WHAT YOU SHOULD DO: Look at each line of the listing. Copy those that hold the string "least".

DATASET EXCERPTS:
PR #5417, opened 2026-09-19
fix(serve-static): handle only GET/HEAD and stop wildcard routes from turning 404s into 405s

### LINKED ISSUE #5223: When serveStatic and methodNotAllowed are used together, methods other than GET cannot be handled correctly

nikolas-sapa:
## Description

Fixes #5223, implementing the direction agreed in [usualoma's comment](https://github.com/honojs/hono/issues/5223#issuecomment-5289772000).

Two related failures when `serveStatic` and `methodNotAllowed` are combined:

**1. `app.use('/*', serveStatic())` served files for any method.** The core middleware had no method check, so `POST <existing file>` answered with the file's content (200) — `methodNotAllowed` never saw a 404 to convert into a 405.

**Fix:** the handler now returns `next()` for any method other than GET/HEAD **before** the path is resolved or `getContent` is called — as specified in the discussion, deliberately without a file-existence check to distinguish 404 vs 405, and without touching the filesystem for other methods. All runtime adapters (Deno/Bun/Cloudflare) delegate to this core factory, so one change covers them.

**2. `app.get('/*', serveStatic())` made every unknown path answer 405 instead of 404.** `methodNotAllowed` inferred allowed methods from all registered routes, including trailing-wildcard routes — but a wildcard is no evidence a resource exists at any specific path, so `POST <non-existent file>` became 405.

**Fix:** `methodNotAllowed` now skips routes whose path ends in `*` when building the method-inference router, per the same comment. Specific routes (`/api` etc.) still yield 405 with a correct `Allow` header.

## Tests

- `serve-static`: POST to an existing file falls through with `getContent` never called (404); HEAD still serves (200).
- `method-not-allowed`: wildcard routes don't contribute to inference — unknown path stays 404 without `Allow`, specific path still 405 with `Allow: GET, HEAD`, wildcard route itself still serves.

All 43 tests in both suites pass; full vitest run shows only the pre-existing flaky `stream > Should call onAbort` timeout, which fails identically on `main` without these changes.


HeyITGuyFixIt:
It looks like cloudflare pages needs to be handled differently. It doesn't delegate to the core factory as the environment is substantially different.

--

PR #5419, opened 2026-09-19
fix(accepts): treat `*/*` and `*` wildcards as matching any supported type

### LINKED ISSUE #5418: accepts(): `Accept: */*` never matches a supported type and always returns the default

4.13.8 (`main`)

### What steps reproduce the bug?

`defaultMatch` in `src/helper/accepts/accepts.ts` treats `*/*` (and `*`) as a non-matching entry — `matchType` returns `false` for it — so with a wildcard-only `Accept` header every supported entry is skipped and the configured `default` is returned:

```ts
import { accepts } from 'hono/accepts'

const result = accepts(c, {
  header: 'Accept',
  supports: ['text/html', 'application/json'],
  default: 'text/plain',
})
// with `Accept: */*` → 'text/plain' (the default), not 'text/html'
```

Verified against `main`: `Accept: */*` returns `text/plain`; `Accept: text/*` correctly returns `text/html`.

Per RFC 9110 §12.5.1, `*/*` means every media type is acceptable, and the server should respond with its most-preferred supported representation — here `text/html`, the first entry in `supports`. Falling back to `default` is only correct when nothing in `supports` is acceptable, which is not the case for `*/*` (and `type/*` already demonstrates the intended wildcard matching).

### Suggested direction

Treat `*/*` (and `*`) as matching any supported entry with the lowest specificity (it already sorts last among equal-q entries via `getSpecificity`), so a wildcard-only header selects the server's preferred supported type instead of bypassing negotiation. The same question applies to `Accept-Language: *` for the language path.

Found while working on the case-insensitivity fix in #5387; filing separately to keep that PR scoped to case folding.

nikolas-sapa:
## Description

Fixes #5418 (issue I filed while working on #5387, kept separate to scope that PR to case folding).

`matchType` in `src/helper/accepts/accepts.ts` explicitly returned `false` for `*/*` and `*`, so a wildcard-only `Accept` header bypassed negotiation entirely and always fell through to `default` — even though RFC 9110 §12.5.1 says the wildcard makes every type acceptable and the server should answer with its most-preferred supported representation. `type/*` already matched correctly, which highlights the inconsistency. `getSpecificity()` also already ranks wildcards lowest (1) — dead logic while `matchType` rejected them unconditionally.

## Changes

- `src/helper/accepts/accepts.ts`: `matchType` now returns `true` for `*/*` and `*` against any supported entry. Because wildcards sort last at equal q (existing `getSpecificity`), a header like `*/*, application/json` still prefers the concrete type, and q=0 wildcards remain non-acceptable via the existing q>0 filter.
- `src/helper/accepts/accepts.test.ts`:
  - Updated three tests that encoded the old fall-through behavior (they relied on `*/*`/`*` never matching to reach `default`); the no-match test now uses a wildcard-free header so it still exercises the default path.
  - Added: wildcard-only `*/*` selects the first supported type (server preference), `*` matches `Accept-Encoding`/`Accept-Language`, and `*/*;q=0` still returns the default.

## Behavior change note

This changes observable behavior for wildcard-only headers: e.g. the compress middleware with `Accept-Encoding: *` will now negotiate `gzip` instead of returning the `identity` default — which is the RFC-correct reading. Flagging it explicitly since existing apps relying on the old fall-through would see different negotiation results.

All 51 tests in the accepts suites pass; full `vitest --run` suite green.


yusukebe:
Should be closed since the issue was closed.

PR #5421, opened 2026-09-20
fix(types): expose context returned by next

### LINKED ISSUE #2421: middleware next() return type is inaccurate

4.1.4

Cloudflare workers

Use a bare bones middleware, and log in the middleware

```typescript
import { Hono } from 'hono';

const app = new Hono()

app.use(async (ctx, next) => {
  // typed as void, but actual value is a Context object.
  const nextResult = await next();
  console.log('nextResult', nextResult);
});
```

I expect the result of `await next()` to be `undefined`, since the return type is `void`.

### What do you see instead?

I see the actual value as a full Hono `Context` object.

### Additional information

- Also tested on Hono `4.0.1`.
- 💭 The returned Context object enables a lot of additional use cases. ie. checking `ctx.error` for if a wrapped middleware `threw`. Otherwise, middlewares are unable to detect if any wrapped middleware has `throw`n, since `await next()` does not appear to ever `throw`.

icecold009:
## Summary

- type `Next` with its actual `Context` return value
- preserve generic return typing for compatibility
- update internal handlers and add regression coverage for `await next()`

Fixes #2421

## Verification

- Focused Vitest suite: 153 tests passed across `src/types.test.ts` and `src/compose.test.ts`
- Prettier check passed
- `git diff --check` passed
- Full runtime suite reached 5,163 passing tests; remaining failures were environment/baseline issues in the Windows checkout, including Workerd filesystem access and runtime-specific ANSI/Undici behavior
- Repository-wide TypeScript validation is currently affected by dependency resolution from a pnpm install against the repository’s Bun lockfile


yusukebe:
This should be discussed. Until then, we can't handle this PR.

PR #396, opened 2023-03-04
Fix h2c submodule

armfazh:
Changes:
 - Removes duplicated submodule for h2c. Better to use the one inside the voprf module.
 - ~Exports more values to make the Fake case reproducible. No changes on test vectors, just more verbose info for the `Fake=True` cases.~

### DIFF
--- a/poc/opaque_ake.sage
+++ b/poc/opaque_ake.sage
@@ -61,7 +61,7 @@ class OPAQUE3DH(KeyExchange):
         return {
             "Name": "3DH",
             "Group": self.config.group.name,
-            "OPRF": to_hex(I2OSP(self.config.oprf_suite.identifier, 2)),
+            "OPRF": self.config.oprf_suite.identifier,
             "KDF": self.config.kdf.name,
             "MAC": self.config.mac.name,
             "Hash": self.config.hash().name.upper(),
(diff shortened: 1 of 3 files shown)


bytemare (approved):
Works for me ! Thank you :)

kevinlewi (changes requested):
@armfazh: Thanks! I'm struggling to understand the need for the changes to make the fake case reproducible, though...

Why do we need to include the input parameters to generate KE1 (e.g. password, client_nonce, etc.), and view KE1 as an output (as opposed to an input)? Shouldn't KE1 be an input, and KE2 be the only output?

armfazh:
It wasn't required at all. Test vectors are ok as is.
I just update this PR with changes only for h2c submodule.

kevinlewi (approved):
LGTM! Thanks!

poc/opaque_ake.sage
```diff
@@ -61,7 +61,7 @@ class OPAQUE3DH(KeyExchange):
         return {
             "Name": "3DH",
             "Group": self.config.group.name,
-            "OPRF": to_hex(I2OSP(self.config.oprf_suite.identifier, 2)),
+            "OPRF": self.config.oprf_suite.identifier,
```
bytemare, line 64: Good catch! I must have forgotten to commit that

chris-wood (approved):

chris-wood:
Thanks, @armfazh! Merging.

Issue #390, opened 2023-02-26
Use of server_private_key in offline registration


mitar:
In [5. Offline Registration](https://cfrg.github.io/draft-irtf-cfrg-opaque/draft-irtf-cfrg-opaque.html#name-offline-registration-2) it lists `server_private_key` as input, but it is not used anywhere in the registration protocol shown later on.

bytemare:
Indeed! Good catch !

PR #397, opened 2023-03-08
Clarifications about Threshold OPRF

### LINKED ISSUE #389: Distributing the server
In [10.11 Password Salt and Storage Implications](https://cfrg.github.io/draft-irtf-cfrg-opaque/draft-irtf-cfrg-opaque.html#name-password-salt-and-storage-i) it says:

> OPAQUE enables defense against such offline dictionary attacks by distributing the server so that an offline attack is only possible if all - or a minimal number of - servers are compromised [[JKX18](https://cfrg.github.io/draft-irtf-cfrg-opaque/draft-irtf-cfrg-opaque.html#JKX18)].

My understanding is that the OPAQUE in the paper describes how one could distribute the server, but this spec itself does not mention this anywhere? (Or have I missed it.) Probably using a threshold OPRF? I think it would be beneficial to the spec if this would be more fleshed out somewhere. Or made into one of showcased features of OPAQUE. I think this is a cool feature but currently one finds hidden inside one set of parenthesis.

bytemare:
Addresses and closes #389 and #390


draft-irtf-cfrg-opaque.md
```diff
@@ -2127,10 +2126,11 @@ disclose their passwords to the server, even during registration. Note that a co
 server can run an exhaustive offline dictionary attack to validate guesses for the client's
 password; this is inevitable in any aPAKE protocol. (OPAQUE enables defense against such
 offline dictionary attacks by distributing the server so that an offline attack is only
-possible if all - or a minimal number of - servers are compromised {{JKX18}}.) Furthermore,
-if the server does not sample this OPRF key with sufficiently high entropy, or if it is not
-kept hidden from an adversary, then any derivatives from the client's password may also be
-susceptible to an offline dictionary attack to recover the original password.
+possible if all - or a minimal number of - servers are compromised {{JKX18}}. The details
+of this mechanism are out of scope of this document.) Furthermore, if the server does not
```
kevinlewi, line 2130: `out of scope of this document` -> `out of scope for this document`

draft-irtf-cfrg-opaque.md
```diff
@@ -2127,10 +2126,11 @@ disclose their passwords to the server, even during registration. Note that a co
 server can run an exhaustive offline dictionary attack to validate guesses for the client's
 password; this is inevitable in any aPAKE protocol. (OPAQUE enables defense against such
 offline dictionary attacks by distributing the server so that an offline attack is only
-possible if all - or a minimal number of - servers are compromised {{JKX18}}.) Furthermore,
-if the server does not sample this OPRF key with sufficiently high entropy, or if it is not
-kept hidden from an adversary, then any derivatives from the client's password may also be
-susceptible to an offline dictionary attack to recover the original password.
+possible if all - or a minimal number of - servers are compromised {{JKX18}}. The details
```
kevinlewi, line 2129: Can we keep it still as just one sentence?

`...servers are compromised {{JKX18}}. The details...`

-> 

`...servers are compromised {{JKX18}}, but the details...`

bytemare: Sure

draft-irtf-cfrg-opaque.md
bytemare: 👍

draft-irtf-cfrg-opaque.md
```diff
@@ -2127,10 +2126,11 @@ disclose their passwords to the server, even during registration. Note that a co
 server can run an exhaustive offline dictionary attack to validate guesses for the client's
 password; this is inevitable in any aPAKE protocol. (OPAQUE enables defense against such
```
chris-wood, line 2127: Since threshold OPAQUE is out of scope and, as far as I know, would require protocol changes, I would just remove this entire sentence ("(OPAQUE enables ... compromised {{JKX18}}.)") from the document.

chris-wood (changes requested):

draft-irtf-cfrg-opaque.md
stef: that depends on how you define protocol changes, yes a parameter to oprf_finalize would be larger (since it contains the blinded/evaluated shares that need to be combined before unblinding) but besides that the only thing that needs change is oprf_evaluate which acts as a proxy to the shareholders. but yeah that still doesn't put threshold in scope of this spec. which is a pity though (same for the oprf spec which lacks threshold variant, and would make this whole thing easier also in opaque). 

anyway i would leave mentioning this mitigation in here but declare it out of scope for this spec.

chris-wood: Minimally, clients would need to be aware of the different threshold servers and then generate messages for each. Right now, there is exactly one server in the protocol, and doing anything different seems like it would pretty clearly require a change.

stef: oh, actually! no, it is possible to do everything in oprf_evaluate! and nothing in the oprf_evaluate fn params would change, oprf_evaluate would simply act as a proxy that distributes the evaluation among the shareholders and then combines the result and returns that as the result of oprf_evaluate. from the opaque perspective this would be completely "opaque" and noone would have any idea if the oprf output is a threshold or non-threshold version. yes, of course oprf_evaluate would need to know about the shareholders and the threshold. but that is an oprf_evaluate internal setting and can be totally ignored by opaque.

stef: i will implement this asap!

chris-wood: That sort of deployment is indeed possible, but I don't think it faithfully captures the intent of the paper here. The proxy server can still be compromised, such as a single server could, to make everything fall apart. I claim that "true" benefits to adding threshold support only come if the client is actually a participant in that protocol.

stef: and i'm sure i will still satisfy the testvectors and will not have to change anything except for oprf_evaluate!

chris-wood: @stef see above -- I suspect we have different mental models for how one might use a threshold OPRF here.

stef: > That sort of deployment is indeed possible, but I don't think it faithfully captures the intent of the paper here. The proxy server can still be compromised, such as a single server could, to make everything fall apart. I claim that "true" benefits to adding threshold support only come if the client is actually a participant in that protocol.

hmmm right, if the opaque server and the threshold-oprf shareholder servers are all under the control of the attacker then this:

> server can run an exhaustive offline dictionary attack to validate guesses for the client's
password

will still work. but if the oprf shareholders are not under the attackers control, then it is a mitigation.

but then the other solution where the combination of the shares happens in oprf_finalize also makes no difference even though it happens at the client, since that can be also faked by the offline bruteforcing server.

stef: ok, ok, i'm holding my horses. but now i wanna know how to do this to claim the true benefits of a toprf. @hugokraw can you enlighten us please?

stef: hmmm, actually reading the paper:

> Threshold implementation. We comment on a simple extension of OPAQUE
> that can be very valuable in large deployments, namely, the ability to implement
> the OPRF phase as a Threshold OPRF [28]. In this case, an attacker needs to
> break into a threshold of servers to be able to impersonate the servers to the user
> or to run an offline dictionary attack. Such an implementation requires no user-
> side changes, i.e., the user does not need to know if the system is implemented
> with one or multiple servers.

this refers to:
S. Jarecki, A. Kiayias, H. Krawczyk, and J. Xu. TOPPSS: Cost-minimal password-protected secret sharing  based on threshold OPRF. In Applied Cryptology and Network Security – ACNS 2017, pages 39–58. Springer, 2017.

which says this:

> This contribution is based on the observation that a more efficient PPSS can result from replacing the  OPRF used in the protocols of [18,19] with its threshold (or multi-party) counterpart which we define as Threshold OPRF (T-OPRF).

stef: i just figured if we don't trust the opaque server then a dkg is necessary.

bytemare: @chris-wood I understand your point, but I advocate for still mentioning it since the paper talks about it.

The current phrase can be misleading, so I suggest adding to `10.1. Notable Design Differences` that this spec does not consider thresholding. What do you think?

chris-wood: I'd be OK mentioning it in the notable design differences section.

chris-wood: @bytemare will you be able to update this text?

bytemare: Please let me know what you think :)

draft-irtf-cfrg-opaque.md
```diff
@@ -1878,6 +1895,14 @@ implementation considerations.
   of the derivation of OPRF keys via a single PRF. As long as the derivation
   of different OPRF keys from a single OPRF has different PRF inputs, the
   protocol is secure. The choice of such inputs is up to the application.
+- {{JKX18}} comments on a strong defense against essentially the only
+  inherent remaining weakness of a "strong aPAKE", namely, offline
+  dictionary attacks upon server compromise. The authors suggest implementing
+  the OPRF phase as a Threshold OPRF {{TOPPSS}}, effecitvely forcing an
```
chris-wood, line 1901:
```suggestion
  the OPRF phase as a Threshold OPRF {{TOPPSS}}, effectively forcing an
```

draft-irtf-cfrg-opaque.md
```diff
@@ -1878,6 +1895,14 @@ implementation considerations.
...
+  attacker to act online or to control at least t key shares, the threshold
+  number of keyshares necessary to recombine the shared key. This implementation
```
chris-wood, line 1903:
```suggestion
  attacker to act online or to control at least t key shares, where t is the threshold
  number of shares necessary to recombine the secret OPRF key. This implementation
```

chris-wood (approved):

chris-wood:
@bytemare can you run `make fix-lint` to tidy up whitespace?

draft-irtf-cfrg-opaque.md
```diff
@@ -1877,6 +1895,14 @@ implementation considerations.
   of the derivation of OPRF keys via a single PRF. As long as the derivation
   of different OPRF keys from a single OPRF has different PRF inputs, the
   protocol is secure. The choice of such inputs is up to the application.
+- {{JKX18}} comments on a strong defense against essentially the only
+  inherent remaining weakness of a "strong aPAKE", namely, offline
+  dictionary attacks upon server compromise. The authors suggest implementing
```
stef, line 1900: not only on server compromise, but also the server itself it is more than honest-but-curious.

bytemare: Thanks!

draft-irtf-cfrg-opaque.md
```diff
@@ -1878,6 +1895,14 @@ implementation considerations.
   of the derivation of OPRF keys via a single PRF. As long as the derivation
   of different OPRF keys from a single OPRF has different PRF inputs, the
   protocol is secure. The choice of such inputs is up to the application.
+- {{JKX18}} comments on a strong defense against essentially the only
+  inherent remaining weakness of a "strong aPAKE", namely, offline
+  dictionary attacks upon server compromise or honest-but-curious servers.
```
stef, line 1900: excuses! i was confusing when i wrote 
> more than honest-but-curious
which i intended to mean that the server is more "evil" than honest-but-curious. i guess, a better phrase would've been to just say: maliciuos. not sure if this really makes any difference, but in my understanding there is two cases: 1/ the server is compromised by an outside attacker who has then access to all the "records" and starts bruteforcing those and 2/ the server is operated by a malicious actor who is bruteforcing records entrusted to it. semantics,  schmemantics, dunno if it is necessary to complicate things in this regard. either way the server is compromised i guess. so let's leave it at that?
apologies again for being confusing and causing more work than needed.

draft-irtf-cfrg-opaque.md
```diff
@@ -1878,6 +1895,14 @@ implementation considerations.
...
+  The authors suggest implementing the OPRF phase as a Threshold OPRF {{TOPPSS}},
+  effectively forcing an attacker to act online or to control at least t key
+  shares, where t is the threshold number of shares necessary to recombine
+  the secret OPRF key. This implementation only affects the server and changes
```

ANSWER BELOW:
+  attacker to act online or to control at least t key shares, the threshold
  attacker to act online or to control at least t key shares, where t is the threshold
+  effectively forcing an attacker to act online or to control at least t key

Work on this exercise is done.